Baca juga: Olah TKP Penjarahan di Rumah Ahmad Sahroni, Polisi Kembalikan Beberapa Barang
Menteri Dalam Negeri Venezuela, Diosdado Cabello, menegaskan bahwa serangan tersebut menciptakan dampak besar, menyebabkan kerugian yang signifikan bagi negara dan masyarakat.

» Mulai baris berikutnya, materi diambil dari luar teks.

PR #3469, opened 2025-03-04
[dev-v5] Initial work for Option and Select implementation

vnbaaij:
- Update WC v3 version
- Initial work for FluentOption
- Initial work for FluentSelect
- Add Slot to FluentAvatar
- Fix and update tests


src/Core/Components/List/FluentOption.razor.cs
```diff
@@ -45,6 +45,12 @@ public partial class FluentOption : FluentComponentBase
     [Parameter]
     public EventCallback<bool> SelectedChanged { get; set; }
 
+    /// <summary>
+    /// Gets or sets the content to display in the description slot.
+    /// </summary>
+    [Parameter]
+    public string? Description { get; set; }
```
dvoituron, line 52: What is the difference between ChildContent and Description ? Maybe we can add this difference in the doc?

tests/Core/Components/Checkbox/FluentCheckboxTests.FluentCheckbox_Default.verified.razor.html
```diff
@@ -1,4 +1,5 @@
-<fluent-field id="xxx" label-position="after">
-    <fluent-checkbox aria-label="My aria label" autofocus="" checked="true" indeterminate="false" id="xxx" name="xxx" shape="square" size="medium" slot="input"></fluent-checkbox>
-    <fluent-text as="span" size="200" slot="message"></fluent-text>
-</fluent-field>
+
+<fluent-field id="xxx" label-position="after" size="medium">
```
dvoituron, line 2: Why the FluentCheckbox tests changed?

tests/Core/Components/List/FluentSelectTests.razor
```diff
@@ -45,9 +45,9 @@
         // Arrange and Act
         var cut = Render(
     @<FluentSelect TOption="string">
-        <FluentOption Value="One">One</FluentOption>
-        <FluentOption Value="Two">Two</FluentOption>
-        <FluentOption Value="Three">Three</FluentOption>
+        <FluentOption Value="@("One")">One</FluentOption>
```
dvoituron, line 48: Why did you update `"One"` to `"@("One")"`?

dvoituron (changes requested):

src/Core/Components/List/FluentOption.razor.cs
vnbaaij: See https://web-components.fluentui.dev/?path=/docs/components-dropdown-option--docs#start-content for the difference. Description is shown as an extra line under the ChildContent

tests/Core/Components/Checkbox/FluentCheckboxTests.FluentCheckbox_Default.verified.razor.html
vnbaaij: The Field/label did not take the Size into account yet.

tests/Core/Components/List/FluentSelectTests.razor
vnbaaij: FluentOption is now generic. When using string as the type, you need to specify the values like this. But made some more changes so will check if it is still necessary

src/Core/Components/List/FluentOption.razor.cs
dvoituron: Probably better to have a 
`RenderFragment` property? And a name like `SubChildContent` or `DescriptionTemplate`.

vnbaaij: Then we would enable people to do things like this:

image

Think it is better to keep it a simple string. Think of it like the `Message` we have on the `FluentField`

tests/Core/Components/Checkbox/FluentCheckboxTests.FluentCheckbox_Default.verified.razor.html
vnbaaij: I did not make a change in `FluentField`.  I added `slot` (==AdditionalAttribute) in `FluentCheckBox.razor`. So the rendered html is different.

src/Core/Components/List/FluentOption.razor.cs
dvoituron: Make sense 😀. And the dev can use the `ChildContent` to format the content. 

Can you add an explanation in this property doc: to explain that is a message below the `ChildContent` content.

tests/Core/Components/Checkbox/FluentCheckboxTests.FluentCheckbox_Default.verified.razor.html
vnbaaij: I actually made the change outside of this PR already but didn't update the verified files...doing that in `dev-v5` now

PR #3507, opened 2025-03-13
[Docs] Add cookie consent 

vnbaaij:
This PR adds a cookie consent banner and functionality to the Demo & Documentation site, both for the (live) Wasm site and for the Server version of the site. The content and options are according to the Microsoft guidelines. 

image

There are three categories that can be consented to: analytic cookies, social media cookies and advertising cookies (as per the Microsoft standard) The settings following the choices made will be put in local storage. When consent is provided for analytics, the Google Analytics and Microsoft Clarity scripts will be added to the page and cookies will be written. Currently, we do not do anything with the social media and advertising consent.
`Accept` gives consent for all three categories. `Reject` does not provide consent  to any of the categories. `Manage cookies` allows for providing consent to each category individually:

image

When later, a user wants to revise their consent settings, the Settings panel now offers a `Manage cookies` option as well:

image

### DIFF
--- a/examples/Demo/Shared/Components/Cookies/ManageCookies.razor
+++ b/examples/Demo/Shared/Components/Cookies/ManageCookies.razor
@@ -52,12 +52,12 @@
     public CookieState Content { get; set; } = default!;
 
     [CascadingParameter]
-    public FluentDialog? Dialog { get; set; }
+    public FluentDialog? Dialog { get; set; } = default!;
 
 
     private async Task HandleSaveAsync()
     {
-        await Dialog!.CloseAsync(Content);
+        await Dialog.CloseAsync(Content);
     }
 
     private async Task HandleCancelAsync()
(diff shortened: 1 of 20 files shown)


examples/Demo/Shared/Components/Cookies/ManageCookies.razor
```diff
@@ -0,0 +1,70 @@
...
+    [Parameter]
+    public CookieState Content { get; set; } = default!;
+
+    [CascadingParameter]
+    public FluentDialog? Dialog { get; set; }
+
+
+    private async Task HandleSaveAsync()
+    {
+        await Dialog!.CloseAsync(Content);
```
dvoituron, line 60: I presume that the Dialog will always defined?
So, you can set `public FluentDialog? Dialog { get; set; } = default!;` and remove the `!` for `Dialog!...`

dvoituron (changes requested):

dvoituron (approved):

PR #1580, opened 2018-04-08
Burninate HyCons

### LINKED ISSUE #568: cons doesn't always promote lists to HyObjects
```
=> (setv c (cons {"a" 1} []))
c = cons({u'a': 1L, }, [])
=> (type (car c))
type(c[0L])
<class 'hy.models.dict.HyDict'>
=> (get (car c) "a")
c[0L][u'a']
  File "/home/maresp/workbench/cbf/venv/lib/python2.7/site-packages/hy/models/list.py", line 43, in __getitem__
    ret = super(HyList, self).__getitem__(item)
TypeError: list indices must be integers, not unicode
=>
```

The cons is because I'm not sure how to get/construct a HyDict otherwise

### LINKED ISSUE #1576: Burninate HyCons
This is an idea that's been mentioned briefly in other contexts ([e.g.](https://github.com/hylang/hy/pull/1246#issuecomment-286272390)) but hasn't gotten its own issue. I want to remove cons cells because:

1. They don't seem to provide anything you couldn't get with lists, tuples, quasiquoting, HyExpression, or the like and a helper function or two.
2. They're warty. To my knowledge, the below features are all intentional.
    1. Dotted lists use an infix syntax, unlike everything else.
    2. Dotted lists aren't legal at the top level.
    3. The HyCons constructor autoboxes, unlike all other Hy model constructors.
    4. `cons` may not actually return a cons cell. For example, `(cons 1 [2 3 4])` returns `['1 2 3 4]`. (The single quote on the first value is from wart #iii.)

From a deep dive into issues and PRs, I found two explanations for why we have HyCons:

1. "We need cons support to be called a Lisp." (#183)
2. @algernon has [found it useful](https://github.com/hylang/hy/issues/240#issuecomment-131219593) for writing algernon/adderall and hylang/hydiomatic.

I disagree with (1) because we've successfully represented Lisp data structures with Python data structures and other Hy model objects like HyExpression and HyList.

As for (2), I'm not sure I understand the explanation or example, perhaps because I'm not familiar with these libraries, but it looks like `` `(~?fn ~?name ~?params . ~?body) `` could be written `` `(~fn ~?name ~?params ~@?body) ``. Note that we've already broken support for these two libraries in other ways (neither has been updated since April 2016).

How do we feel about this?

Kodiologist:
- Closes #568
- Closes #1576


gilch:
@hylang/core this is a major change. If you have objections, speak up.

Kodiologist:
That's technically enough to merge, but let's give it a grace period of a few days just in case.

Kodiologist:
Okay, very good.

PR #1586, opened 2018-04-16
Fix a bug that caused `try` to drop expressions

### LINKED ISSUE #1584: Multi expression "try" form discards some of them
When using multiple expressions in the body of a `try` form, those that are function calls seem to be discarded by the compiler.  Given the following code sample:

``` hy
(setv val 0)
(print (try
         (+= val 1)
         (print "Check")
         val
         (except [Exception] -1)))
```

Executing with Hy 0.14.0 under Python 3.5.2 prints `1` but **not** `Check`.  Running `hy2py3` prints the following code:

``` python
val = 0
try:
    val += 1
    _hy_anon_var_1 = val
except Exception:
    _hy_anon_var_1 = -1
print(_hy_anon_var_1)
```

Using a `do` form solves the issue.  However, the documentation seems to suggest that multiple expressions are allowed in the `try` body; as well as #1427.

Kodiologist:
Fixes #1584.


etanol:
Thanks for that, much appreciated :-)

Issue #1573, opened 2018-04-05
Pattern-matching compiler


Kodiologist:
The compiler currently inspects and manipulates trees of Hy models by hand. The next big Hy thing I want to do is replace that code with a more concise and hopefully less buggy pattern-matching approach. I'm currently thinking of some sort of parser-combinator approach that looks like this, using the `.` special form as an example:

    . -> [EXPR("invocant"),
        ANY("keys", OR(SYM("attr"), SB(EXPR("key"))))]

You could then write `tree.invocant` to get the first argument, or `tree.keys[1].key` to get a key that's in a square-bracketed third argument.

Whether I write a little parser-combinator library for the purpose or write some code to use an existing library, the resulting code will likely be useful for Hy users for writing macros, so I'll give it a public interface.

With this done, #1542 will be easier.

vodik:
On this note, and something I think I'll distract myself with - we should probably leverage `astor` and `ast.parse` to write more tests that assert we generate the same ast as a known python expression:

PR #1587, opened 2018-04-16
Ban `(except)`

Kodiologist:


Kodiologist:
Yes, I forgot that's okay here because I'm working on #1573 where I have to be a bit more careful with boolification.

Issue #1411, opened 2017-08-31
Rethink fn arguments list


gilch:
Hy currently has `&optional`, `&key`, `&kwargs`, `&rest`, and `&kwonly`.

Python does not *seem* this complicated. It only has `*` and `**` to remember. Clojure only has `&`, but it can use that with its dict destructure to [emulate kwargs](https://stackoverflow.com/questions/717963/clojure-keyword-arguments#3969693). It's an elegant solution, but I don't think it's good enough for Hy, which needs to interoperate closely with Python.

To be fair, Hy is not any worse than Common Lisp's `&allow-other-keys &environment &rest &aux &key &whole &body &optional`.

Is there any way we can simplify this? Any simplification here would be a very deep change, and bound to be controversial. But it's easier to build advanced macros on simpler, more consistent special forms. The time for breaking changes is sooner, not later.

I think the special form should follow Python as closely as possible. I don't know that I ever use `&key`, but that kind of thing probably belongs in a macro built on top of `fn`, not in the special form itself.

If we re-do `#*` and `#**` to create their own Hy models, as discussed in #1366, then we could also use these in the arguments list. This would make Hy more consistent with Python, and with its own other features that use that syntax.

But that would only take care of `&rest` and `&kwargs`. Using `#*`, we can't distinguish `&rest` from `&kwonly` without commas. And how do we indicate default arguments without an infix `=`? It can't just be a list without `&optional`, or it looks like the destructuring argument bind we still have from Python2. It's also nice to be able to get a `None` default without typing it explicitly.

So how else could this work?
### Option 1
Maybe from this:
```Hy
(defn foo [a &optional ["b" 1] [c :c] d &rest args &kwonly x [y 2] &kwargs kwargs])
```
To this:
```Hy
(defn foo [a  :b 1  :c ':c  :d None  #* args  x  :y 2  #** kwargs])
```
And the equivalent Python.
```Python
def foo(a, b=1, c=HyKeyword("c"), d=None, *args, x, y=2, **kwargs): pass
```
Here we're using :keyword pairs to stand for `=`. This makes it look like a Hy function call, which is more consistent and easier to remember. Note that we have to quote keywords we want to pass as data, so they aren't interpreted as a kwarg name. But function calls work the same way. (And given the strange way our keywords work currently #1352, it would actually expand to `c='\ufdd0:c'`. We might want to change this.)

[...]

PR #1588, opened 2018-04-19
Remove &key

Kodiologist:
It's redundant with `&optional`.


gilch:
Related to #1411.

I have no objection to removing `&key`, since I never use it and it makes the `let` macro more complicated than necessary. If we include this functionality at all, it should be in a macro in terms of `&optional`, not built into the compiler.

PR #1603, opened 2018-05-03
Fix bug in let's handle-dot.

### LINKED ISSUE #1602: bug in let handle-dot for . DSL
```
=> (let [spam (fn[])  a 1] (setv spam.a 42) (print (. spam a)))

  ...
NameError: name 'spam' is not defined
```
The first symbol after the `.` isn't getting expanded. I've got a fix already.

gilch:
Fixes #1602. The first element after the `.` should be expanded normally, even if it's a symbol.

### DIFF
--- a/hy/contrib/walk.hy
+++ b/hy/contrib/walk.hy
@@ -136,12 +136,14 @@ Arguments without a header are under None.
                                     :quote-level (+ self.quote-level x))))
 
   (defn handle-dot [self]
-    `(. ~@(walk (fn [form]
+    `(. ~(self.expand-symbols (first (self.tail)))
+        ~@(walk (fn [form]
                   (if (symbol? form)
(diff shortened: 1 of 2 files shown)


hy/contrib/walk.hy
```diff
@@ -136,12 +136,14 @@ Arguments without a header are under None.
...
-    `(. ~@(walk (fn [form]
+    `(. ~(self.expand-symbols (first (self.tail)))
+        ~@(walk (fn [form]
                   (if (symbol? form)
                       form  ; don't expand attrs
                       (self.expand-symbols form)))
                 identity
-                (self.tail))))
+                (cut (self.tail)
+                     1))))
```
Kodiologist: Any reason for the newline and indent here? You have plenty of room for the `1` on the previous line.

Detail Operasi Militer AS dan Korban Jiwa
Dalam serangan tersebut, yang berlangsung di Caracas, otoritas Venezuela melaporkan bahwa 24 personel militernya tewas. Serangan ini melibatkan pengeboman serta penyerbuan oleh pasukan khusus AS.
Diosdado Cabello, dalam pernyataannya di televisi pemerintah, menyebutkan, "Sejauh ini -- dan maksud saya sejauh ini -- ada 100 orang tewas dan jumlah yang sama terluka. Serangan terhadap negara kita sangat mengerikan."
Di antara para korban yang tewas, terdapat lima Laksamana, namun tidak ada informasi lebih lanjut tentang rasio korban militer dan sipil.
Banjirnya korban akibat operasi ini menunjukkan betapa besarnya kekacauan yang ditimbulkan oleh intervensi militer asing di dalam negeri Venezuela.
Baca juga: Pemeriksaan Yaqut Cholil Qoumas Terkait Dugaan Korupsi Kuota Haji 2024
Penangkapan dan Kondisi Presiden Maduro
Menurut laporan, dalam penangkapan yang dilakukan oleh pasukan AS, Nicolas Maduro dan istrinya, Cilia Flores, mengalami luka, namun kini dalam proses pemulihan. Mereka terlihat mampu berjalan sendiri saat menghadiri sidang perdana di Manhattan pada tanggal 5 Januari.
Keduanya mengaku tidak bersalah atas dakwaan konspirasi narkoterorisme dalam sidang tersebut. Operasi ini dipandang oleh kedua pihak sebagai langkah agresif oleh pemerintah AS yang mengancam kedaulatan Venezuela.
Keberadaan Maduro dan Flores dalam unit penangkapan menambah ketegangan antara Venezuela dan Amerika Serikat, menciptakan suasana yang semakin tegang.
Reaksi Pejabat AS dan Dampak Internasional
Laporan dari pejabat Amerika Serikat, yang dipublikasikan di The Washington Post, menyatakan bahwa antara 75 hingga 80 orang tewas dalam operasi itu, yang meliputi tentara Venezuela dan personel keamanan Kuba. Hal ini menunjukkan jangkauan dampak internasional dari tindakan tersebut.
Pemerintah Kuba mengkonfirmasi bahwa 32 anggota angkatan bersenjatanya juga tewas, menegaskan adanya keterlibatan internasional dalam usaha mempertahankan Maduro dari serangan tersebut.
Selama masa pemerintahan Nicolas Maduro yang telah berlangsung selama 12 tahun, ia seringkali bergantung pada dukungan militer dari Kuba, menambah kompleksitas situasi keamanan regional dan meningkatkan rasa ketidakpastian di kawasan.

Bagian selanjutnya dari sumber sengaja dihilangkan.